* [Problem to work on]
Transcribe exactly everything in the data below from the line containing "Hi @PAX523 , I try" down to the line containing "That's interesting... To", both lines included and nothing further.

* [Source material]
PR #678, opened 2016-05-09
+ change makefile for Maven construct package

erichoang:


aquynh:
i merged this into the "maven" branch, but deleted "bindings/java/jna.jar".

@PAX523, can you test & confirm "maven" branch is alright?

thanks.

PAX523:
I just pulled the "maven" branch and pushed everything. Building Maven JAR or running Maven tests still works. But you need to know one thing: The Java tests require a convenient native capstone lib. Currently, you can find them under "capstone\src\test\resources\win32-x86-64" and the other convenient directories. I'm assuming that it's you intention that the Makefile also copies the create lib into these folders?

erichoang:
@PAX523 I use Makefile to create a folder src/main/native, next Makefile build libcapstone.* from root folder of capstone, after that Makefile copy libcapstone.* to src/main/native. I also added <resources>...src/main/native..<resources/> in build tag of castone/pom.xml . I have no idea with any file and folder in capstone\src\test\resources\* . I assume that the Maven generates all of them.

Because I use Mac, I cannot test with Cygwin. @aquynh May you test it on Cygwin?

PAX523:
Unfortunately, Maven requires a static folder structure and doesn't accept deviations. For Maven test executions we need a native lib which matches the system architecture of the JVM's PE file (64 bit or 32 bit). During test execution the folder "capstone/src/test/resources" is the assumed root path where the Java test code can obtain all required resources. The capstone Java wrapper looks for a folder such as "win32-x86-64" (for Windows 64 bit) which must be located within this root path. Please take a look at the resources folder - I prepared folders for Windows/Linux 32/64 bit.

Usually, I would expected that the Makefile script additionally copies the created lib into one of these folders (depending on the architecture of the PE), so that the Maven tests run with the latest capstone lib.

I like the solution that there's a central "src/main/native" folder for the lib. Because this makes it easy to find the compiled lib. But for Maven tests we additionally need the lib on Java classpath. Is this copy step realizable?

erichoang:
Hi @PAX523 , I try to run-tests.sh with libcapstone.* in "src/main/native", it's working well on Mac OS, although we don't have any mac library in "capstone/src/test/resources". If I remove libcapstone.* in "src/main/native", the run-tests.sh is not working, it has the errors that I report in #609 . I found Maven generates another file libcapstone.* in "java/capstone/target/classes" if we have the libcapstone.* in "src/main/native". So I think the test of Maven has some dependent folder, include "java/capstone/target/classes", it's not just only "capstone/src/test/resources".

PAX523:
@erichoang That's interesting... To be honest, I'm surprised... Maybe, this behavior is caused by this:

Maven does following: The target folder contains all compiled Java files (class files) and all files from the resources folders. The "maven package" phase which gets executed when you run the tests, moves all compiled Java classes into target. Furthermore, it copies the contents of the resources folders (Possibly "src/main/native" as well?). I assume, the capstone Java wrapper looks for the capstone library at different locations, possibly at system folder and (if it isn't there) at specific folders in the program's root folder (e.g.: "target/test-classes/win32-x86-64/capstone.dll").

Do you have the capstone binary anywhere else at the look up paths? The mentioned error that you get without the native folder resource is may be caused by this: https://github.com/aquynh/capstone/pull/609#issuecomment-205637360

I'm going to check the treatment of "src/main/native" tomorrow. Especially, whether it's also packed into the JAR. In this case we need to move it to "src/test/native" because Java cannot load native libs that are packed into JAR, anyway, and we only need it in test context.

PAX523:
@erichoang I just pushed some changes into my repository:

You were right! I saw that you added resource information into the POM which copies the native directory. The problem was that it didn't work for me. The inclusion tag didn't work. After removing it, I realized that this native resource was getting copied as main resource (not test resource). This resulted in a JAR file which contained the native library which doesn't make sense since Java (or especially JNA or Windows) doesn't support native libraries which are located within ZIP files.

Please check my changes: The native library directories for all the platforms were removed from ``src/test/resources`` and there's only ``src/main/native`` now. All tests work on my machine (Windows) and the packed JAR only contains the Java binding code (no native library).

Please check if it works for you, too.

erichoang:
@PAX523 I try to run build-jar.sh and run-tests.sh on your last commit, they are working very well with my Mac. I think everything is OK. 👍

PAX523:
@aquynh Please, would you check it for Linux? I'm going to test it with Cygwin.

aquynh:
ok let me check with Ubuntu

PAX523:
``make.sh`` succeeds with Cygwin and creates the ``capstone.dll`` in ``/tests`` folder. The ``/bindings/java/capstone/target`` and ``/bindings/java/capstone/src/main/native/`` folders are getting removed at the beginning. But the resulting ``capstone.dll`` isn't beeing copied into ``/bindings/java/capstone/src/main/native/``. That's why maven tests/build fails at the end.

aquynh:
Can we just remove the test so everything passes?

erichoang:
@aquynh oh, I forgot to talk to you, we don't need to remove the test files, they are working well.
@PAX523 @aquynh this problem is easy to fix, we just need to update the makefile to copy "capstone.dll" to src/main/native. But why the generated library file on Windows is "capstone.dll" and these file on Unix is "libcapstone.*"? I think we need to use the same name "libcapstone.*" for both of Windows and Unix, it will be better.

PAX523:
@erichoang The main point is that the Java binding finds and loads the file into address space with the chosen name. Please adjust make script so that it copies the generated library.

@aquynh I would not remove the unit tests. They are intended for making sure that communication between Java binding and the current native capstone library works fine. Later, if you executes a Maven build in order to generate a new JAR for publishing on Maven Central then you are sure that the binding is still compatible with capstone. Otherwise, Maven build fails and you cannot distribute an invalid Java binding library. The whole thing helps you to provide an intact Java binding.

erichoang:
Hi @PAX523 , I have just updated Makefile for the problem with capstone.dll on Cygwin, please check it out.

PAX523:
Hallo @erichoang . What I just did was: I removed ``/capstone/src/main/native`` folder and ran ``make.sh`` in the root directory. The Make script succeeded without any errors.

    ...
      LINK    test_xcore.exe
      LINK    test_xcore.static.exe
    make[1]: Verzeichnis „/cygdrive/c/Users/andreas.lueck/LAKOMY/Entwicklung/capstoneengine/repository/tests“ wird verlassen
    install -m0644 ./capstone.dll ./tests/
    
    andreas.lueck@paxnotebook ~/LAKOMY/Entwicklung/capstoneengine/repository
    $

But ``/capstone/src/main/native`` with the capstone DLL is still missing. I also tried running Make script in Java bindings folder, manually, but it fails:

    andreas.lueck@paxnotebook ~/LAKOMY/Entwicklung/capstoneengine/repository/bindings/java
    $ make
    cd ../ && python const_generator.py java
    Generating bindings for java
    cd /cygdrive/c/Users/andreas.lueck/LAKOMY/Entwicklung/capstoneengine/repository/bindings/java/capstone/src/main/java/capstone && javac -d /cygdrive/c/Users/andreas.lueck/LAKOMY/Entwicklung/capstoneengine/repository/bindings/java/capstone/bin -classpath /cygdrive/c/Users/andreas.lueck/LAKOMY/Entwicklung/capstoneengine/repository/bindings/java/jna.jar Capstone.java Arm_const.java Arm64_const.java Mips_const.java X86_const.java Xcore_const.java Ppc_const.java Sparc_const.java Sysz_const.java Arm.java Arm64.java Mips.java X86.java Xcore.java Ppc.java Sparc.java Systemz.java
    javac: directory not found: /cygdrive/c/Users/andreas.lueck/LAKOMY/Entwicklung/capstoneengine/repository/bindings/java/capstone/bin
    Usage: javac <options> <source files>
    use -help for a list of possible options
    Makefile:53: die Regel für Ziel „capstone_class“ scheiterte
    make: *** [capstone_class] Fehler 2
    
    andreas.lueck@paxnotebook ~/LAKOMY/Entwicklung/capstoneengine/repository/bindings/java

erichoang:
@PAX523 thank you for your response. I'll find another way to fix this problem.

PAX523:
@erichoang Do you need further input from me? Can I help you anyhow?

erichoang:
Oh, I'm sorry @PAX523, because my work is too busy this month, I don't have enough time. Would you please help me to find another way to fix this problem? Maybe, I can spare next month.

erichoang:
@PAX523 hi, I'm back. Do you have anything new?

PAX523:
No, sorry. I have been focused on other tasks.

erichoang:
@PAX523 hi, I committed the new Makefile, I fixed your bug https://github.com/aquynh/capstone/pull/678#issuecomment-222350226. The new Makefile could detect Cygwin and Unix. But I found new bug when I call build-jar.bat. I tested on Cygwin Windows 7 64 bit.

My log file: [capstone_bug_19_07.txt](https://github.com/aquynh/capstone/files/371056/capstone_bug_19_07.txt)

PAX523:
Thank you very much, @erichoang ! It seems that JVM crashed due to any reason. Could you also provide ``E:\git\aquynh\capstone_pax\bindings\java\capstone\hs_err_pid6972.log`` too, please?

erichoang:
Ok Pax, it's here [hs_err_pid6972.log.txt](https://github.com/aquynh/capstone/files/371292/hs_err_pid6972.log.txt)

PAX523:
Internal Error: ShouldNotReachHere()

*hahahahaha x-D

I'm going to take a look at it as soon as I'm at home.

PAX523:
Did you push everything to master at PAX523/capstone or do I have to merge something? 

If I invoke ``build-jar.bat`` on cygwin it succeeds on my machine (Windows 7 x64, Java 1.8.0_92 x64).

What's our expectation on ``make.sh`` in the top level directory? I saw that it removes the directory ``/bindings/java/capstone/src/main/native`` but in the end it invokes ``install -m0644 ./capstone.dll ./tests/`` but it doesn't copy ``capstone.dll`` into the java binding's ``native`` directory?

erichoang:
It's the clean option when you call "make clean". By default when call
"make", it don't clean anything. You could check buiild_maven option, I
copy capstone.dll to /bindings/java/capstone/src/main/native.

----

Name: Eric Hoang
Cellphone: +84 979 798 180
Y!M: mr.erichoang
Skype: mr.erichoang
Mail: mr.erichoang@gmail.com

erichoang:
Could you remove folder ~/.m2 and rebuild again? If it's stil OK, it mean
my Windows OS has some bugs. :D

----

Name: Eric Hoang
Cellphone: +84 979 798 180
Y!M: mr.erichoang
Skype: mr.erichoang
Mail: mr.erichoang@gmail.com

PAX523:
I just cleared my entire local maven repository and started ``build-jar.bat`` on Cygwin console, again. Maven reconstructed the repository, executed the tests and created the JAR successfully. Possibly your Java version is corrupted or buggy? Could you retry it with another one?

According to Make: I've got a little problem of understanding. If I'd like to compile a fresh new ``capstone.dll`` on my Windows machine and want it to be copied into the ``native`` directory what do I have to execute? Is it the ``make.sh`` script? Or ``Make`` directly? Which option do I have to specify? I've tried to pass both, ``clean`` and ``build_maven`` - it didn't accept the second one and ``clean`` didn't copy anything. :-(

erichoang:
@PAX523 I try with some Java versions and Maven versions, but it's still not working. :(

make.sh is a shell script file, it's executed via command `./make.sh`, if you call `make`, it means you call `Makefile` and choose default option `all`. 

If you only wanna copy `capstone.dll` to `native` and execute `build-jar.bat`, you could use command `make build_maven`.
And the command `make clean` means clean everything is created by `make`

PAX523:
Which version of Java are you using? Is your Windows in a VM?

erichoang:
I try with Java 1.7.0_79, 1.8.0_73, 1.8.0_77, 1.8.0_101 and  Maven 3.3.0, 3.2.5. I use Windows 7 on my real laptop.

erichoang:
@aquynh Could you check on your Cygwin?

PAX523:
Hi @aquynh and @echotyh 

What's the current state?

* [Solution for this problem]
Hi @PAX523 , I try to run-tests.sh with libcapstone.* in "src/main/native", it's working well on Mac OS, although we don't have any mac library in "capstone/src/test/resources". If I remove libcapstone.* in "src/main/native", the run-tests.sh is not working, it has the errors that I report in #609 . I found Maven generates another file libcapstone.* in "java/capstone/target/classes" if we have the libcapstone.* in "src/main/native". So I think the test of Maven has some dependent folder, include "java/capstone/target/classes", it's not just only "capstone/src/test/resources".

PAX523:
@erichoang That's interesting... To be honest, I'm surprised... Maybe, this behavior is caused by this:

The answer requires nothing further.